China and the United States, the world's two biggest greenhouse gas emitters, agreed earlier this week to resume their climate cooperation, after a hiatus caused by diplomatic tensions over Taiwan.

Highlighting frustrations over the talks so far, a delegation from Britain, the European Union and Canada met COP27 president Shoukry on Thursday to draw attention to gaps in the current negotiating texts and to express their view that the talks should not be allowed to fail.

"There's still a lot of gaps in the texts," said a spokesperson for Britain's COP26 Presidency, which hosted last year's climate summit in Glasgow. "They need to build on what has gone before."

WHERE'S THE MONEY?

Climate-vulnerable countries including small island nations pointed out that, while the draft deal mentions loss and damage, it does not include details for launching a fund - a key demand in the talks that delegates have worried could stymie a final agreement.

Wealthy countries for years have resisted a loss and damage fund over fear that it could open them up to endless financial liability for their historical contribution to climate change.

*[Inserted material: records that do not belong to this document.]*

PR #326, opened 2020-09-22
Add GeMSS

### LINKED ISSUE #139: Add Round 3 alternative signature scheme GeMSS

jschanck:
Will resolve #139 

* Optional:


jschanck:
I'm not sure how to proceed here without dynamic memory. The public keys for the 256 bit parameter sets are ~3MB, and this implementation ends up needing around 18 MB of stack space. Tests are failing because of the standard 8MB limit. The function changeVariablesMQS_simd_gf2, which computes a matrix map Q -> S*Q*S^t, is the main optimization target.

thomwiggers:
Not entirely unexpected that we would run into this at some point down the line. OQS has had stack-space trouble in the past already... 

How much stack is used if the pubkeys are moved into `malloc()`'d memory in the tests?

jschanck:
For gemss-256, we have
> nistkat (~3MB)
>> sign_keypairHFE (6.7MB)
>>> changeVariablesMQS_gf2 (7.2MB)

I can probably cut the usage of the two inner routines in half. We'd still need to switch to malloc in the tests.

thomwiggers:
CI has been refactored to build on Github Actions. Would you mind rebasing this PR on master and generating the workflow files for Github Actions (see `.github/workflows/generate_workflows.py`)? Sorry for the inconvenience.

jschanck:
The 128- and 192-bit parameter sets are good to go once we get a LICENSE file. I've reached out to two members of the GeMSS team about it and haven't heard back.

thomwiggers:
Have you heard back about the license?

jschanck:
I have not, and I'm not going to make any further attempts. Suggest closing this unless someone else wants to take over.

thomwiggers:
I've reached out to Ludovic Perret.

thomwiggers:
I've bumped the email

Issue #3860, opened 2021-10-28
[3.6.0-rc.2] Permissions issue in user blueprint


vauvarin:
**Describe the bug**  
If I set permissions in a user blueprint like this:
```
permissions:
    access:
        users: false
        ...
```
The "users" item menu is hidden but when the user go to its "Your account" panel page and try to change its (email, status, language, parameters) by clicking on these links, no pop-up appear.

**To Reproduce**  
Set permissions like this in a user blueprint:
```
permissions:
    access:
        users: false
        ...
```

**Expected behavior**  
The "users" item menu is hidden but the user can edit its own account informations (emails, status, languages, parameters)

**Kirby Version**  
3.6.0-rc.2

bastianallgeier:
✅

Issue #2580, opened 2020-04-18
Expose user files via the account route


texnixe:
**Describe the bug**  
Currently, if a user role doesn't have access to the `users` (permissions => access => `users: false`) view, they cannot access files uploaded to their account, because these files live under the `panel/users/userid/files/` URL, not the `account` URL.

**To Reproduce**  
1. Create a user role files with access to users view limited and a files section
2. Go to user account and upload a file
3. Click on file to access it
4. See `You are not allowed to access this part of the panel` error message

**Expected behavior**  
Users should be able to view files uploaded to their account even if they don't have general access to the Users view.

**Kirby Version**  
3.3.5

I thought I'd come across this before, but couldn't find any related issue, so forgive me if this is a duplicate.

bastianallgeier:
✅

PR #3868, opened 2021-10-29
Account permissions issues

bastianallgeier:
The mixture between user administration and account administration led to problems before, but with the new area setup it created one really big issue. When access to the users area is disabled, the account view and all subviews are also broken. 

This is only fixable in a clean way by creating an autonomous account area. Sounds simple but needs quite a couple redundant pieces (dialogs, dropdowns, api methods) To avoid duplicating code, I tried to re-use the logic for users area pieces as much as possible. The easiest way to implement all of this is to create separate routes for the account. I.e. `/panel/dialogs/account/changeName` or `/api/account` Then we can also change the `Kirby\Panel\User::url()` method to always return account URLs for the logged in user. This leads to consistent results for every piece of the panel. Dialogs, dropdowns, fields, sections, views. It took a lot of changes and I hope the PR is not too terrible to review, but I think it's the best way forward. 

It also solves one major issue that has been lying around with a "difficult" label for a while. @distantnative already tried to solve it, but I think we can hit two birds with one stone with this one. 

## Todos

- [x] Fix unit tests
- [x] Write new unit tests for all the new account routes

## Fixes

- https://github.com/getkirby/kirby/issues/3860
- https://github.com/getkirby/kirby/issues/2580


config/areas/account/dialogs.php
```diff
@@ -0,0 +1,70 @@
...
+
+return [
+
+    // change email
+    'account.changeEmail' => [
+        'pattern' => '(account)/changeEmail',
+        'load'    => $dialogs['user.changeEmail']['load'],
+        'submit'  => $dialogs['user.changeEmail']['submit'],
+    ],
+
```
distantnative, line 13: Could these be shorter like this?

```php
'account.changeEmail' => $dialogs['user.changeEmail'] + [
    'pattern' => '(account)/changeEmail'
]
```

i18n/translations/en.json
```diff
@@ -1,4 +1,8 @@
 {
+  "account.changeName": "Change your name",
+  "account.delete": "Delete your account",
+  "account.delete.confirm": "Do you really want to delete your account? You will be logged out immediately. Your account cannot be recovered.",
+
```
distantnative, line 5: To simplify it a bit more again: wouldn't it be fine to use the normal `users` i18n strings for the account view as well?

src/Cms/Find.php
```diff
@@ -157,6 +157,12 @@ public static function parent(string $path)
      */
     public static function user(string $id = null)
     {
+        // account is a reserved word to find the current
+        // user. It's used in various API and area routes.
```
distantnative, line 161: Since we are making `account` a reserved word - do we need to ensure that it doesn't get by (slim) chance generated as ID for a user?

src/Panel/User.php
```diff
@@ -151,6 +156,11 @@ protected function imageSource(string $query = null)
      */
     public function path(): string
     {
+        // path to your own account
+        if ($this->model->is($this->model->kirby()->user()) === true) {
```
distantnative: Can we use `$this->model->isLoggedIn()` here instead?

distantnative:
I left a few comments but looks good in general.
CI is failing because the new route in `config/api/routes/users.php`. Since all other routes in there are also untested so far - maybe something we can live this for now?

i18n/translations/en.json
bastianallgeier: When working on this, it became clear how weird the translations are when you work on your own account. Of course we could keep it, but I wonder if it's making this PR that much simpler compared to the enhanced UX when you read: "Delete your account" instead of "Delete this user"

src/Cms/Find.php
bastianallgeier: Yep, that should probably be a part of the UserRule class. I will implement that.

src/Panel/User.php
bastianallgeier: Yes, definitely!

i18n/translations/en.json
distantnative: Ok, fine with that :)

src/Cms/UserRules.php
```diff
@@ -299,6 +299,10 @@ public static function validEmail(User $user, string $email, bool $strict = fals
      */
     public static function validId(User $user, string $id): bool
```
distantnative, line 300: `UserRules::validId` should be used in `UserActions::createId()` instead of only `$this->kirby()->users()->has($id)`.

config/areas/account/dialogs.php
bastianallgeier: I tried and it has to be the other way around: 

```php
'account.changeEmail' => [
    'pattern' => '(account)/changeEmail'
] + $dialogs['user.changeEmail']
```

That's exactly the reason why I almost never use that syntax. I often don't remember the correct order to overwrite keys and I think it's less readable this way.

distantnative: Ok, fair 👍

src/Cms/UserRules.php
bastianallgeier: Absolutely! But how do you write a try/catch in a while clause condition?

distantnative: Something like that? 

```php
while(true) {
    try {
        if (UserRules::validId($id) === true) {
            break;
        }
    } catch (Throwable e) {
        continue;
    }
}
```

distantnative: Not the prettiest, but could do the job.

bastianallgeier: Ah, I found it.

distantnative:
Could it be just 

```php
    public function createId(): string
    {
        $length = 8;

        do {
            try {
                $id = Str::random($length);
                if (UserRules::validId($this, $id) === true) {
                    return $id;
                }
            } catch (Throwable $e) {
                $length++;
            }
        } while (true);
    }
 ```
 
 Removing some unnecessary lines.
 
 (last one, promise!)

distantnative (dismissed):
LGTM

distantnative (dismissed):

PR #3874, opened 2021-10-29
Replace md5/crc32 hashes

distantnative:
Fixes https://github.com/getkirby/backlog/issues/26

### DIFF
--- a/src/Cms/App.php
+++ b/src/Cms/App.php
@@ -1576,7 +1576,7 @@ class App
      */
     public static function versionHash(): string
     {
-        return md5(static::version());
+        return hash('sha256', static::version());
     }
 
     /**
--- a/src/Cms/Media.php
+++ b/src/Cms/Media.php
@@ -154,7 +154,7 @@ class Media
 
         // get both old and new versions (pre and post Kirby 3.4.0)
         $versions = array_merge(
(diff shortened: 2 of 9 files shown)


bastianallgeier:
I don't think we can solve it by just using sha256 everywhere. 

I think the hashes in file urls and paths should still be short. crc32 still seems like a good option. We just need to double-check if the hashed content could be less verbose 

The hased version should be replaced by sha256 for now but also deprecated. We need to replace our own media folder logic for the panel with hashes from vite. 

 The hashed form field signatures should be removed entirely IMHO.

distantnative:
Ok, URLs still looked pretty ok length to me.

lukasbestle:
We could truncate the SHA256 hashes and use e.g. the first 32 or 16 characters. The SHA spec explicitly allows this with the caveat that collision resistance is reduced. But for things that aren't security-critical like the media hashes the truncated SHA256 hash is still much more secure than CRC32.

lukasbestle:
On the other hand changing it would be a breaking change. Given that CRC32 does exactly what we want it to in this use case, do we really need to change it? I wouldn't do it just to make automated tools happy.

bastianallgeier:
I agree that we shouldn't do it for the machines. I think the only thing that's really worth changing/removing is the version hash.

PR #3877, opened 2021-10-30
Add PHP 8.1 support

distantnative:


lukasbestle:
@distantnative Updating PHPUnit to 9.5.10 fixed the fatal issue. Now we can see the actual code issues in the test output. So far `strip_tags()` argument deprecations and a return type compatibility issue.

We can already start fixing these, but I suggest we wait until the PHP 8.1 release so we don't have to do multiple fixing rounds and also to avoid merge conflicts.

PR #3880, opened 2021-10-30
CI: Update tool versions

lukasbestle:
## Describe the PR

I've updated all CI tools to their latest version so that we can run CI with PHP 8.1 in a next step.

Psalm has some new features and improvements that catch more issues, so I fixed them in this PR as well.

## Release notes

None

## Breaking changes

The changes to argument names are technically breaking changes as they will break PHP 8.0 named arguments. But I think the probability that anyone used named arguments for methods that have just one argument is pretty pretty low.

### DIFF
--- a/.github/workflows/ci.yml
+++ b/.github/workflows/ci.yml
@@ -57,7 +57,7 @@ jobs:
           extensions: ${{ env.extensions }}
           ini-values: ${{ env.ini }}
           coverage: pcov
-          tools: phpunit:9.5.4, psalm:4.7.1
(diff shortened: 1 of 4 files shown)


distantnative:
Should we check if we can include some of these changes in 3.6.0? As breaking changes (though agreed, mainly on paper than reality)

lukasbestle:
That's exactly why I created a separate PR with milestone 3.6.0. 🤔

bastianallgeier (approved):
LGTM

distantnative (approved):
Seems like I am somewhat confused today 😆 LGTM too

PR #3886, opened 2021-10-31
PHP 7.4 feature: arrow functions

distantnative:
## Describe the PR

- [x] Requires dropped PHP 7.3 support

Some first refactoring to use arrow functions e.g. for `array_map`

## Ready?

- [x] CI checks pass

## When merging

### DIFF
--- a/config/components.php
+++ b/config/components.php
@@ -28,9 +28,7 @@ return [
      * @param string $url Relative or absolute URL
      * @param string|array $options An array of attributes for the link tag or a media attribute string
      */
-    'css' => function (App $kirby, string $url, $options = null): string {
-        return $url;
-    },
+    'css' => fn (App $kirby, string $url, $options = null): string => $url,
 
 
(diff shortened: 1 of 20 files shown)


bastianallgeier (approved):
I went through it and couldn't find any issues, but it would be good if a second pair of eyes could have a look at it. cc @lukasbestle @afbora 

BTW I really love that we can get rid of the use statements with the new syntax.

texnixe:
The only thing I noticed is that some instances of `array_map` were replaced with `A::map()` but not all. Wouldn't it make sense to replace them all for consistency?

bastianallgeier:
@texnixe I guess it was only applied when the A class is already defined. I think it would be good to decide if we want to use it everywhere or if we stick to the native array_map method.

distantnative:
I threw it in where it felt right to me but I didn't go through systematically to replace the native method.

"Anything less than establishing a loss and damage fund at this COP is a betrayal of the people who are working so hard to clean up this environment, and the people fighting for humanity," said Molwyn Joseph, Antigua and Barbuda's environment minister.

The draft also repeats the Glasgow deal's request for countries to accelerate measures towards the phase down of unabated coal power, despite a proposal from India and the European Union to expand that to all fossil fuels.

It urges countries to "phase out and rationalize inefficient fossil fuel subsidies" - a slight tweak from the Glasgow deal which did not include the word "rationalize".

"Instead of a reference to phasing out all fossil fuels, we have an even weaker version of the language around coal and fossil fuel subsidies than we got last year," said Catherine Abreu of the E3G non-profit think tank.

EU climate policy chief Frans Timmermans said the first draft left a lot to be desired.

"The cover text still needs a tremendous amount of work," he told Reuters. "So, we will continue the discussions and will give our input and hope that we can find this common ground before the end of the COP."

TEMPERATURE TARGET

On limiting the global temperature rise, the document mirrors language included in last year's COP26 agreement.

It stresses "the importance of exerting all efforts at all levels to achieve the Paris Agreement temperature goal of holding the increase in the global average temperature to well below 2°C above pre-industrial levels and pursuing efforts to limit the temperature increase to 1.5°C above pre-industrial levels."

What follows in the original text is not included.